Return, from the data below, each line that contains the word "suite".

Provided data –
⁂

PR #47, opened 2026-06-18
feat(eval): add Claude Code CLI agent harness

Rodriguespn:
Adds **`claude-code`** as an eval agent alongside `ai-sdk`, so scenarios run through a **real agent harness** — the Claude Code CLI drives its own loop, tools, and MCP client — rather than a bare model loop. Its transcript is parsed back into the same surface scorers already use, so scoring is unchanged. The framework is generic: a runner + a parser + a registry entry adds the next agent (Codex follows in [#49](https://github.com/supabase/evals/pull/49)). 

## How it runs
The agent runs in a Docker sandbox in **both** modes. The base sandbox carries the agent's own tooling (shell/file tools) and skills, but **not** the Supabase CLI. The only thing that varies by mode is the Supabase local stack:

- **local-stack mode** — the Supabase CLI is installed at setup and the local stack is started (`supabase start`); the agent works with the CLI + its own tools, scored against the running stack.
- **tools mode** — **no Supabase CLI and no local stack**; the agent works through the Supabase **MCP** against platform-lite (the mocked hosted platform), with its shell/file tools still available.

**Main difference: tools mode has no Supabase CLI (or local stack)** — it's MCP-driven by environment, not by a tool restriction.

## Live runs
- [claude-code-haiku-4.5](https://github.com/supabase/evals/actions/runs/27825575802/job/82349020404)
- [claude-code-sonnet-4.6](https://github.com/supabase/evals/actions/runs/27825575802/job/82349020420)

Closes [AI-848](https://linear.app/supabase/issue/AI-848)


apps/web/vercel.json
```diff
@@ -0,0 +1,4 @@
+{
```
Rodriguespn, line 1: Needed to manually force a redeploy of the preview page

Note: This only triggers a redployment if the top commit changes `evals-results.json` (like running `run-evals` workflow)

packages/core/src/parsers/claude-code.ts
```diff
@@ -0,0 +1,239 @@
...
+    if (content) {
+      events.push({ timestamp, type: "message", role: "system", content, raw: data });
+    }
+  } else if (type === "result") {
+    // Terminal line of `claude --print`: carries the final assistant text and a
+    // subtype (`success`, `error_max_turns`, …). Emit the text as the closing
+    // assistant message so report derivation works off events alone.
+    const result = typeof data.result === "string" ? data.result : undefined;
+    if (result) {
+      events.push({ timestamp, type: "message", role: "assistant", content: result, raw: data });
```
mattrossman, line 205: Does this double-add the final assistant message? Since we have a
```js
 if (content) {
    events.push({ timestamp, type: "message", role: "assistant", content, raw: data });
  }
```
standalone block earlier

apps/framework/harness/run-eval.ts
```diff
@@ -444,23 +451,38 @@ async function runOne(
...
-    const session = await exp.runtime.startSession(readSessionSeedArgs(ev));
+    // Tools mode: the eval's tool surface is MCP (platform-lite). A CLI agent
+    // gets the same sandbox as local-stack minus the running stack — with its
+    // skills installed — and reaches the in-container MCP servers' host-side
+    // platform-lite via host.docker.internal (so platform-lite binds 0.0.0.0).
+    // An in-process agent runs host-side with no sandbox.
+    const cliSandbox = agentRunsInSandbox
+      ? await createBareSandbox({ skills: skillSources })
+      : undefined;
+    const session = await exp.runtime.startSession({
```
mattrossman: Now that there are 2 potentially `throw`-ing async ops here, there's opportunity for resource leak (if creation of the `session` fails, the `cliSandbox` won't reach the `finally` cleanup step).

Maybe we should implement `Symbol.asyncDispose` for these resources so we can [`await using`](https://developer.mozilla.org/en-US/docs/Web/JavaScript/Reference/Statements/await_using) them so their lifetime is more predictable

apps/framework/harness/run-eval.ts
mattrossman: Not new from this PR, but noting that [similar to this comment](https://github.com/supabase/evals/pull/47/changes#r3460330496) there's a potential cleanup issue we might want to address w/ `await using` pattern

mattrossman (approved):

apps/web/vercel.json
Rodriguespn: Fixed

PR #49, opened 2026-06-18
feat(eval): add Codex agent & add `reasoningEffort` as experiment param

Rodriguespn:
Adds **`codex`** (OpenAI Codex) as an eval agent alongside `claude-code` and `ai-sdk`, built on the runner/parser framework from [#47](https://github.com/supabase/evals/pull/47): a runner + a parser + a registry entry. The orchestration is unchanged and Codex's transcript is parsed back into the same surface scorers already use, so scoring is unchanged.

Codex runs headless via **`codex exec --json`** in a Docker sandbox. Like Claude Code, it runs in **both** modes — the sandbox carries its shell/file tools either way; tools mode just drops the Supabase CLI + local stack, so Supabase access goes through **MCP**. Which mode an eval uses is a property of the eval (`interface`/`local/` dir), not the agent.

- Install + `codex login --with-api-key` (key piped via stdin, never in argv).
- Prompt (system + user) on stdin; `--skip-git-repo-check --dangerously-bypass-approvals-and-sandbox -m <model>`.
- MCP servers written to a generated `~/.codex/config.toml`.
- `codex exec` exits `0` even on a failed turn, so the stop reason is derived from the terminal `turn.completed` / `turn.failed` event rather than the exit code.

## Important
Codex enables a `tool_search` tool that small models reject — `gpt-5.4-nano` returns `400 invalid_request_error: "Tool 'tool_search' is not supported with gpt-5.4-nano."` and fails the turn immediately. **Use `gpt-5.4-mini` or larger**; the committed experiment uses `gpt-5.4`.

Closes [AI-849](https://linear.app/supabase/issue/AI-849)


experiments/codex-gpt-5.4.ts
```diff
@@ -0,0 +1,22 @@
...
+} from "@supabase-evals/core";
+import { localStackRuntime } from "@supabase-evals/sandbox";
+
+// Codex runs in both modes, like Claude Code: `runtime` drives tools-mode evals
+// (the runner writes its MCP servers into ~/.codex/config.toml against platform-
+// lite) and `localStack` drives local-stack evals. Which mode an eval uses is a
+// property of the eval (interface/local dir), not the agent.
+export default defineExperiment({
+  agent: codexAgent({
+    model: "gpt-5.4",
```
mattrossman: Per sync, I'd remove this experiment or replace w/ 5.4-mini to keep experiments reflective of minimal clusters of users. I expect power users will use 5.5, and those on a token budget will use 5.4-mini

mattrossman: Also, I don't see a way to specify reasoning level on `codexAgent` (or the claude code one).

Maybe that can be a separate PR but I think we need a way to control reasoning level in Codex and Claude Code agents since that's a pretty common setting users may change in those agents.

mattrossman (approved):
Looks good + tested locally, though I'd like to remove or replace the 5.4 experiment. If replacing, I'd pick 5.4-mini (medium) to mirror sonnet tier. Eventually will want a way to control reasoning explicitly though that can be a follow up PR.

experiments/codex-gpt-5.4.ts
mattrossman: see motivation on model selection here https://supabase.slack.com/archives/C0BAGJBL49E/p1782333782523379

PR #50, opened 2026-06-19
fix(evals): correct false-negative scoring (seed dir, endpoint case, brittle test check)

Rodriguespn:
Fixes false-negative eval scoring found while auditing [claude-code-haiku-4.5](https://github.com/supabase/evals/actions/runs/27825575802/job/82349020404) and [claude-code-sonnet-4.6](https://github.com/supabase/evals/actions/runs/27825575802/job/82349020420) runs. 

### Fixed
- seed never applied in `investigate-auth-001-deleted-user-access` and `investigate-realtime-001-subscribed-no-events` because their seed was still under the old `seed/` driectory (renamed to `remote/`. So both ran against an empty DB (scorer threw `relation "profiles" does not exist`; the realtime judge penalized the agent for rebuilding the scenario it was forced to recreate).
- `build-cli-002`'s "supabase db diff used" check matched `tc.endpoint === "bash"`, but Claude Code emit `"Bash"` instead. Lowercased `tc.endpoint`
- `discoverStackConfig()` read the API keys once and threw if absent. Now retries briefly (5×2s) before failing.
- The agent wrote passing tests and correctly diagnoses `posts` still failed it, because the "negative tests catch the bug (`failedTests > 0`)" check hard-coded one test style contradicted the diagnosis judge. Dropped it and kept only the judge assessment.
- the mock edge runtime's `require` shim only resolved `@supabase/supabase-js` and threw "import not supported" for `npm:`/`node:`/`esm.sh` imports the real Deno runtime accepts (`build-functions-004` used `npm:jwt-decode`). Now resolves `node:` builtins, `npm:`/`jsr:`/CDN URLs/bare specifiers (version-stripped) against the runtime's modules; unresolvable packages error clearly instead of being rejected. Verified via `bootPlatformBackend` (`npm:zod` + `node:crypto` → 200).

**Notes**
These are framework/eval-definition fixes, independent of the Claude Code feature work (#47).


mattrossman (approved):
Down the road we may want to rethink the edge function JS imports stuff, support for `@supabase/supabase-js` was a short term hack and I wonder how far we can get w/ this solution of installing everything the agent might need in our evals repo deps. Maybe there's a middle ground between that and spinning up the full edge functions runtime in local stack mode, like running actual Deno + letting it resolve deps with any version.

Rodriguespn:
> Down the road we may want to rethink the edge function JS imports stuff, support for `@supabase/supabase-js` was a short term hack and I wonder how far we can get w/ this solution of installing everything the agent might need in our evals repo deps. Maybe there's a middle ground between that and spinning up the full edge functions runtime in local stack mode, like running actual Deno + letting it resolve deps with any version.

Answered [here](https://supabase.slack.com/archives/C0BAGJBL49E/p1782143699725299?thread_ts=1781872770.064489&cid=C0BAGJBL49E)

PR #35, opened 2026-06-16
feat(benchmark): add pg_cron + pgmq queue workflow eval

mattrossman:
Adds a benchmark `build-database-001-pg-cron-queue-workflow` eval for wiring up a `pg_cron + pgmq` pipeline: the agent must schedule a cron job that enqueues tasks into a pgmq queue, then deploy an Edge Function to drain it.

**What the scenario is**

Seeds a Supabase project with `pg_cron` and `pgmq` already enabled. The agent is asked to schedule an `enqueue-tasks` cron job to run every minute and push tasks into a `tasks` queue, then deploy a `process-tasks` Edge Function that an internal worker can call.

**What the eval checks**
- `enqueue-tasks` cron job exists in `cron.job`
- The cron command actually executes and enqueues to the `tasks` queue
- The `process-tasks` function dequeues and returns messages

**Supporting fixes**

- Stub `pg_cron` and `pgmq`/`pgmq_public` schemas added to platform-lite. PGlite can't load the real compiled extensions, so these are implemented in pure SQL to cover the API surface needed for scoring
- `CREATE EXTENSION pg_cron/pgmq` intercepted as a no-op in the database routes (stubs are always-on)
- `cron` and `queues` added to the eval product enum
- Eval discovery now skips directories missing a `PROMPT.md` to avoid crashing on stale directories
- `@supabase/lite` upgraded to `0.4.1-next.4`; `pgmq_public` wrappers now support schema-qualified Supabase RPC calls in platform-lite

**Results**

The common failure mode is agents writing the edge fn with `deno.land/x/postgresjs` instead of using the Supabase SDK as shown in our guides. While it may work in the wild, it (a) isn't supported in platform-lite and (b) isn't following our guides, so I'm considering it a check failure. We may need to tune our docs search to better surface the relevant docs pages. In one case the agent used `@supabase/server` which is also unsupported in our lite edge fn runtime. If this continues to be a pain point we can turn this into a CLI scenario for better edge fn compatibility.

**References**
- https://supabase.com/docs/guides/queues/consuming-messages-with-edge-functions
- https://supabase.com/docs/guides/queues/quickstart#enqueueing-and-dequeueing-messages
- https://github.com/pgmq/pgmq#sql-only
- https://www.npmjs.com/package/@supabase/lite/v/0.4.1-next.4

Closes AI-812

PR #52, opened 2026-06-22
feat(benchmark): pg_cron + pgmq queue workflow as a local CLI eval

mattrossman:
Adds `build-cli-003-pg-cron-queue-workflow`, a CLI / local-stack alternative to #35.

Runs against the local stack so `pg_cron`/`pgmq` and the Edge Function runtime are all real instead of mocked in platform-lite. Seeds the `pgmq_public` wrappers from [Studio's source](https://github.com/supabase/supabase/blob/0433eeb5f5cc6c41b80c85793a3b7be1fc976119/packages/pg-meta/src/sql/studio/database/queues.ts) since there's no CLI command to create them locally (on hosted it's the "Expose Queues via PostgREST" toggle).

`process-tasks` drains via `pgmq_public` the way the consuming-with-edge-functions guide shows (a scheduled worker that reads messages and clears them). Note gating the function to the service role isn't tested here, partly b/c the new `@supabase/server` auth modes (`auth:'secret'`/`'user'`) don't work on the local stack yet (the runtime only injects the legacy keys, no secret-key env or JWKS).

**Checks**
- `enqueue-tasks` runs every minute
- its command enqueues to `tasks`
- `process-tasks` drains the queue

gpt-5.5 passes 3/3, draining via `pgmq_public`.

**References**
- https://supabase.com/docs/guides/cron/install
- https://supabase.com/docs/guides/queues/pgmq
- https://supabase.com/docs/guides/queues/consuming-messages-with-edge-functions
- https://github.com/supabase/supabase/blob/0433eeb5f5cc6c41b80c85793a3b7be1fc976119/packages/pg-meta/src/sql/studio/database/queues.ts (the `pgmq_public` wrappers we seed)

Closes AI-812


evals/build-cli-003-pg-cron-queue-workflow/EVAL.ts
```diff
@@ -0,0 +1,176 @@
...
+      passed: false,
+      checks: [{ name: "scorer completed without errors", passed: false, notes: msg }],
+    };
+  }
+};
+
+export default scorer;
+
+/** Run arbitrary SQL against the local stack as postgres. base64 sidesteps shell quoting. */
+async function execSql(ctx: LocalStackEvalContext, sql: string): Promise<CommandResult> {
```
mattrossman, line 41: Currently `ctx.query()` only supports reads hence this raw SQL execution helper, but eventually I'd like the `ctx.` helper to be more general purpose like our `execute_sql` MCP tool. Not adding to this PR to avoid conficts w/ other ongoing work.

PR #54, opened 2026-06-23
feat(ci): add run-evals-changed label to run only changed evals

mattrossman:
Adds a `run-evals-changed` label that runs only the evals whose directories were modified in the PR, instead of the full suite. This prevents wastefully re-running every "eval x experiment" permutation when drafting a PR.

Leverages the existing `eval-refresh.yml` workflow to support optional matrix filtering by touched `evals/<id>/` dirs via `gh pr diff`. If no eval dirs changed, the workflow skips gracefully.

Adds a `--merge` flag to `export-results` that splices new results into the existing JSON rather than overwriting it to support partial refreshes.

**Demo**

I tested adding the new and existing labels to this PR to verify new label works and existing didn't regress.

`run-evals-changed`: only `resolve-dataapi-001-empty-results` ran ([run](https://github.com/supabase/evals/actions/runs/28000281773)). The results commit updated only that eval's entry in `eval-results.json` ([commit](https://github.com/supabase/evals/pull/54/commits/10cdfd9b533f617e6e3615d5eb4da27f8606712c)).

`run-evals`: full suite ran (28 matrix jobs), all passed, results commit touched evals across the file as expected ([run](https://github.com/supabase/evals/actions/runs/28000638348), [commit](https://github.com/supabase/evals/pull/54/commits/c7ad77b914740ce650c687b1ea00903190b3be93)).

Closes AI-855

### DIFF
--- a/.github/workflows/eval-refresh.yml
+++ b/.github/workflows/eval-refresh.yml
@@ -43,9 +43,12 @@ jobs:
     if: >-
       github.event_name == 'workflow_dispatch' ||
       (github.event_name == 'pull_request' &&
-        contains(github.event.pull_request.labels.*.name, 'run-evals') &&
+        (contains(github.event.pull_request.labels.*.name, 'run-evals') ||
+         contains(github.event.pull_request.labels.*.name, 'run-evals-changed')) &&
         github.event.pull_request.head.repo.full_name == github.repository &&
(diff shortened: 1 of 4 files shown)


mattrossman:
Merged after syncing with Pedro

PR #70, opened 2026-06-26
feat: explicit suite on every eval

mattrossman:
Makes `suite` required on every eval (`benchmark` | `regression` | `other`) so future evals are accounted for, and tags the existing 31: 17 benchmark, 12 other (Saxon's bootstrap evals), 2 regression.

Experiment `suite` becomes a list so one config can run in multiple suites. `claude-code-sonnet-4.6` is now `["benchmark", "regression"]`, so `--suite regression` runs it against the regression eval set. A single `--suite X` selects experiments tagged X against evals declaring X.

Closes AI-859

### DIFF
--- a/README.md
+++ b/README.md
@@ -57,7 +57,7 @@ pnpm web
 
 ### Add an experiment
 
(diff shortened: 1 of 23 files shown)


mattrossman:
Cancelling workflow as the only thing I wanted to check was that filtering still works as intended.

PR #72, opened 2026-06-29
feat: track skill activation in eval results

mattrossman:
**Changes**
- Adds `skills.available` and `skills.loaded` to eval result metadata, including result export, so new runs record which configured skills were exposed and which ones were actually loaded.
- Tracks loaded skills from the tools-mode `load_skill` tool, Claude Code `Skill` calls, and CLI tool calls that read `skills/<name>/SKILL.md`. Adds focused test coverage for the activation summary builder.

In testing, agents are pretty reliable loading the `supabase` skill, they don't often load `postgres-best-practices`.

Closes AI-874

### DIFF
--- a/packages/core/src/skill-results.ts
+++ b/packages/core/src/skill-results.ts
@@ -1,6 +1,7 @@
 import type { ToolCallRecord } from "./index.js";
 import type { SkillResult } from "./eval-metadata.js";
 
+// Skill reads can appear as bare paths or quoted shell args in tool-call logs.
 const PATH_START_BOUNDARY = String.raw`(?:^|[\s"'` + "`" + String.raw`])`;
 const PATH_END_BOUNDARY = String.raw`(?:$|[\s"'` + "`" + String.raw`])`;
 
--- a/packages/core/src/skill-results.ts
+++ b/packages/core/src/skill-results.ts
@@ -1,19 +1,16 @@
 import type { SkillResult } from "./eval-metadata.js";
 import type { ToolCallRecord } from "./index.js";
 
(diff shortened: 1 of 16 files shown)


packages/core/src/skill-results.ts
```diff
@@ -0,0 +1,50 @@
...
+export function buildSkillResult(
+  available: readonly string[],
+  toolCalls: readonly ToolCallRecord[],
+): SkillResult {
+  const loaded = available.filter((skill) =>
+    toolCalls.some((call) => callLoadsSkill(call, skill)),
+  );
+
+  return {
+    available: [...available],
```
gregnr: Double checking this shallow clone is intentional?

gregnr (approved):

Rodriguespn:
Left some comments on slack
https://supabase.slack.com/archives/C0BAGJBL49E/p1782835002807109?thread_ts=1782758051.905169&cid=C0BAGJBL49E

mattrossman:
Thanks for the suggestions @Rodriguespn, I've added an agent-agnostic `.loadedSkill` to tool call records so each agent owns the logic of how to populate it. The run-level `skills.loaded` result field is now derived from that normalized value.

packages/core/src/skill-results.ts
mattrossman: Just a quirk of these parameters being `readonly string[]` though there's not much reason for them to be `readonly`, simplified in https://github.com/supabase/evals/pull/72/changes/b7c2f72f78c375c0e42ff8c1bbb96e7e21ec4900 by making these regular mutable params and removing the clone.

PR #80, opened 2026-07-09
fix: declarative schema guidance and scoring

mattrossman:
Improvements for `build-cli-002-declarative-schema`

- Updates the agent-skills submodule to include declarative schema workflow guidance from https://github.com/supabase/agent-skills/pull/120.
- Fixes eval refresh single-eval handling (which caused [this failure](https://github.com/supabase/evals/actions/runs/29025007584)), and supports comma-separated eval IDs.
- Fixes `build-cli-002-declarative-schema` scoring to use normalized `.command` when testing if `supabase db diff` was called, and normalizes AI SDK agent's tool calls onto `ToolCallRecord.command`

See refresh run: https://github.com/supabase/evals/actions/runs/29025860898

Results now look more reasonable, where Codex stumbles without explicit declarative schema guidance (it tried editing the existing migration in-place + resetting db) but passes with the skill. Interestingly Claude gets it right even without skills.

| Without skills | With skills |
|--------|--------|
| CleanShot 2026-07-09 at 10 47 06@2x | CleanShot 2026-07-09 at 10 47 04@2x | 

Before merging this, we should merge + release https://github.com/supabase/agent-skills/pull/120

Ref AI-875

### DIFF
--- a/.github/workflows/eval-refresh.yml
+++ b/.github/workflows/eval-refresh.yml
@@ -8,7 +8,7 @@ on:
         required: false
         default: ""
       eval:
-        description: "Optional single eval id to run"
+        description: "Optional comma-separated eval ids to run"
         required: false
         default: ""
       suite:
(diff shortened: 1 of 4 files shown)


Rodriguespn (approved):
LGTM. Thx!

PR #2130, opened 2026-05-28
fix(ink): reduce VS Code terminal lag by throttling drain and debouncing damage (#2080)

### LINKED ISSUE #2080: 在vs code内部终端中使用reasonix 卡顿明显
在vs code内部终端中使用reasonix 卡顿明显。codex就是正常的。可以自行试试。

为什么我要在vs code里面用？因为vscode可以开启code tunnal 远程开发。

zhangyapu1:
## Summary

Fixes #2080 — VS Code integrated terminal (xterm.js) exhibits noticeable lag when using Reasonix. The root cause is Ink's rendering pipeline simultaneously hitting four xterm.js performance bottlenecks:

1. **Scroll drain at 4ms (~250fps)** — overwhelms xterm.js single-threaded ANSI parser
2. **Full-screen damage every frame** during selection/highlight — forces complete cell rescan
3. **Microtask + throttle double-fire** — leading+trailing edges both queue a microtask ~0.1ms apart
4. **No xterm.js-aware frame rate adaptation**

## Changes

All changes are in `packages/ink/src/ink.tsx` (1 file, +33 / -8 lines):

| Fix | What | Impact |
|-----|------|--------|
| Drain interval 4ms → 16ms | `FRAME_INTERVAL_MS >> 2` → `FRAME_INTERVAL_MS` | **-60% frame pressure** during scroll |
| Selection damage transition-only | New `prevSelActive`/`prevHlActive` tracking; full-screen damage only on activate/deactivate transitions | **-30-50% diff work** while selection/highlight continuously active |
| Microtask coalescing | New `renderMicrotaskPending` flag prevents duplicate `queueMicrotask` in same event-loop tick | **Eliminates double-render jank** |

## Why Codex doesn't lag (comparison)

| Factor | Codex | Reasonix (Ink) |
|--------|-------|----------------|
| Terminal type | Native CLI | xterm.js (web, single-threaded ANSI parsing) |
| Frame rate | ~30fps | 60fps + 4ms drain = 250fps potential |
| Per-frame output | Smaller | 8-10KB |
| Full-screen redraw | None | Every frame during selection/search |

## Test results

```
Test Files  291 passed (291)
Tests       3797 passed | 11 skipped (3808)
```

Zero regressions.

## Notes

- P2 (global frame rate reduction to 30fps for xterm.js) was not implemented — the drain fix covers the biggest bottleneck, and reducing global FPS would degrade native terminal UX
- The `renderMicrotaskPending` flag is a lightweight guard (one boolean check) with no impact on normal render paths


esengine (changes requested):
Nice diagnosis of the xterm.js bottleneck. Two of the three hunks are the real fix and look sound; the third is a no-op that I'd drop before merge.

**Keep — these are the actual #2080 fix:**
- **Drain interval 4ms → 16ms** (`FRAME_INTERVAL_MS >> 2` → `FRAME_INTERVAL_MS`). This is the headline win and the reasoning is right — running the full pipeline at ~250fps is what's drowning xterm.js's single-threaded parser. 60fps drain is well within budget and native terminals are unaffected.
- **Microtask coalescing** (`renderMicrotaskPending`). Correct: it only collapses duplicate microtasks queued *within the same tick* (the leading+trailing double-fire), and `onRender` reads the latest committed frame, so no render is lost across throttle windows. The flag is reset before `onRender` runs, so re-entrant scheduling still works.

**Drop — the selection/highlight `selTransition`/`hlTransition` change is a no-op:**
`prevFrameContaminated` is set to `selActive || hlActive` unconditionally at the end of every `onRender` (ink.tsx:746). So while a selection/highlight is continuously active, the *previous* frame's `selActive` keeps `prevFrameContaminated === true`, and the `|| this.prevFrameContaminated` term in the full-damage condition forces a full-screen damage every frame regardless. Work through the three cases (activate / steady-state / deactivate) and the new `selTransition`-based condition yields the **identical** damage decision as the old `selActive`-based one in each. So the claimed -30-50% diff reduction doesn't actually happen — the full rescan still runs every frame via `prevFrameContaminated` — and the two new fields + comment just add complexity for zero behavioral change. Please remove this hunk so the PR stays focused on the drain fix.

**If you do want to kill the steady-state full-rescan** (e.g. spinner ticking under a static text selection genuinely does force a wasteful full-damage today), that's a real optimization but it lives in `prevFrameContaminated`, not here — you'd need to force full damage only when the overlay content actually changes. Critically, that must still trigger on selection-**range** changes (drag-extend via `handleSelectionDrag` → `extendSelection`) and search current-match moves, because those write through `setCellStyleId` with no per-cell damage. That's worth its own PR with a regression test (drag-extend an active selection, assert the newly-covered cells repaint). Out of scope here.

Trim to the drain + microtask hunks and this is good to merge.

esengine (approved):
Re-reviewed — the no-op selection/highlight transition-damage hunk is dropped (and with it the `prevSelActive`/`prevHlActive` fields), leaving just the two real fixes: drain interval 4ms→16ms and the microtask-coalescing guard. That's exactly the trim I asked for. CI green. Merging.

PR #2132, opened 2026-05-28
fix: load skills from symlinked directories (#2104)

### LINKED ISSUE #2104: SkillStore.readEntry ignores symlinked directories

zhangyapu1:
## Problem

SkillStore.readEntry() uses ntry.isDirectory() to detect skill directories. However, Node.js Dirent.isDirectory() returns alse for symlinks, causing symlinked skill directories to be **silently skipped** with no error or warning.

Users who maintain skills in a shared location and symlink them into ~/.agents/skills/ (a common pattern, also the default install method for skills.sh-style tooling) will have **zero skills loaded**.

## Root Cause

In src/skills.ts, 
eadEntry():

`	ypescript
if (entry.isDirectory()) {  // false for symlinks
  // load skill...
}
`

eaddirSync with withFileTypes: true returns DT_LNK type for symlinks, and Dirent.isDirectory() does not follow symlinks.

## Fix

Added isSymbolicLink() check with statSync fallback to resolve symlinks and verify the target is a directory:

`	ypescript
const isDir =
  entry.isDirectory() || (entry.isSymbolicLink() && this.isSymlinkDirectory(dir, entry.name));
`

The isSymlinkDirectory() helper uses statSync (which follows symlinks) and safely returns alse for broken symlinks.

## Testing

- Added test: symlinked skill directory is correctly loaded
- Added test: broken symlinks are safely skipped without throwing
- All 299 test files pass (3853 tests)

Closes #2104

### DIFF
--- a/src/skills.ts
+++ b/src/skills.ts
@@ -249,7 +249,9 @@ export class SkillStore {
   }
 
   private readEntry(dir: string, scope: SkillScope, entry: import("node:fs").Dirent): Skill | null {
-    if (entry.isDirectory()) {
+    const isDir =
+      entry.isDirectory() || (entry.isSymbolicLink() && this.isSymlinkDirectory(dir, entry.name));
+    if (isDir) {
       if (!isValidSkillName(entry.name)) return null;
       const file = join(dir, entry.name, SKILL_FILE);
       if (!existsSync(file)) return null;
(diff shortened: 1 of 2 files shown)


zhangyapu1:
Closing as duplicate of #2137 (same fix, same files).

⁂

Answer for this exercise –
Adds a `run-evals-changed` label that runs only the evals whose directories were modified in the PR, instead of the full suite. This prevents wastefully re-running every "eval x experiment" permutation when drafting a PR.
`run-evals`: full suite ran (28 matrix jobs), all passed, results commit touched evals across the file as expected ([run](https://github.com/supabase/evals/actions/runs/28000638348), [commit](https://github.com/supabase/evals/pull/54/commits/c7ad77b914740ce650c687b1ea00903190b3be93)).
feat: explicit suite on every eval
Makes `suite` required on every eval (`benchmark` | `regression` | `other`) so future evals are accounted for, and tags the existing 31: 17 benchmark, 12 other (Saxon's bootstrap evals), 2 regression.
Experiment `suite` becomes a list so one config can run in multiple suites. `claude-code-sonnet-4.6` is now `["benchmark", "regression"]`, so `--suite regression` runs it against the regression eval set. A single `--suite X` selects experiments tagged X against evals declaring X.
       suite:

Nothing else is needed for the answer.